Start of Data for review
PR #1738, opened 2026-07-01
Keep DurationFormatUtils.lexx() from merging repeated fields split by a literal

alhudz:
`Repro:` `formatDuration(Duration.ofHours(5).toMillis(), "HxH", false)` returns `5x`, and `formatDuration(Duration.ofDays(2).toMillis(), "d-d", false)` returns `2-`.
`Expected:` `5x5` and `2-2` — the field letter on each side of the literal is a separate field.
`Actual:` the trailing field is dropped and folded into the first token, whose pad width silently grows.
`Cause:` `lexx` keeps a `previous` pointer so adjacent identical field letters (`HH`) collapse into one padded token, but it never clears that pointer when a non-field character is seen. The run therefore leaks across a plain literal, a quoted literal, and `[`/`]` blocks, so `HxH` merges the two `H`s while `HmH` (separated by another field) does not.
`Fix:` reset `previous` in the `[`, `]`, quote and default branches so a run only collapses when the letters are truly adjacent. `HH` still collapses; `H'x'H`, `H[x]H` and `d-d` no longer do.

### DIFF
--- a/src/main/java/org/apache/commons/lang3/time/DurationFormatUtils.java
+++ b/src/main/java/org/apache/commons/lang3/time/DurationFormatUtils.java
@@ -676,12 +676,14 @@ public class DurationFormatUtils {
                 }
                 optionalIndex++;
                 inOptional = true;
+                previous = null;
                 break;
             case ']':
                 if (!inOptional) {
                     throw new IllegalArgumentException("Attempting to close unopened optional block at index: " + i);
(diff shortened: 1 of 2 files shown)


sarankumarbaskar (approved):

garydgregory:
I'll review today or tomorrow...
End of Data for review
To do> Each record must be copied out exactly and in full.

Answer section>
PR #1738, opened 2026-07-01
Keep DurationFormatUtils.lexx() from merging repeated fields split by a literal

alhudz:
`Repro:` `formatDuration(Duration.ofHours(5).toMillis(), "HxH", false)` returns `5x`, and `formatDuration(Duration.ofDays(2).toMillis(), "d-d", false)` returns `2-`.
`Expected:` `5x5` and `2-2` — the field letter on each side of the literal is a separate field.
`Actual:` the trailing field is dropped and folded into the first token, whose pad width silently grows.
`Cause:` `lexx` keeps a `previous` pointer so adjacent identical field letters (`HH`) collapse into one padded token, but it never clears that pointer when a non-field character is seen. The run therefore leaks across a plain literal, a quoted literal, and `[`/`]` blocks, so `HxH` merges the two `H`s while `HmH` (separated by another field) does not.
`Fix:` reset `previous` in the `[`, `]`, quote and default branches so a run only collapses when the letters are truly adjacent. `HH` still collapses; `H'x'H`, `H[x]H` and `d-d` no longer do.

### DIFF
--- a/src/main/java/org/apache/commons/lang3/time/DurationFormatUtils.java
+++ b/src/main/java/org/apache/commons/lang3/time/DurationFormatUtils.java
@@ -676,12 +676,14 @@ public class DurationFormatUtils {
                 }
                 optionalIndex++;
                 inOptional = true;
+                previous = null;
                 break;
             case ']':
                 if (!inOptional) {
                     throw new IllegalArgumentException("Attempting to close unopened optional block at index: " + i);
(diff shortened: 1 of 2 files shown)


sarankumarbaskar (approved):

garydgregory:
I'll review today or tomorrow...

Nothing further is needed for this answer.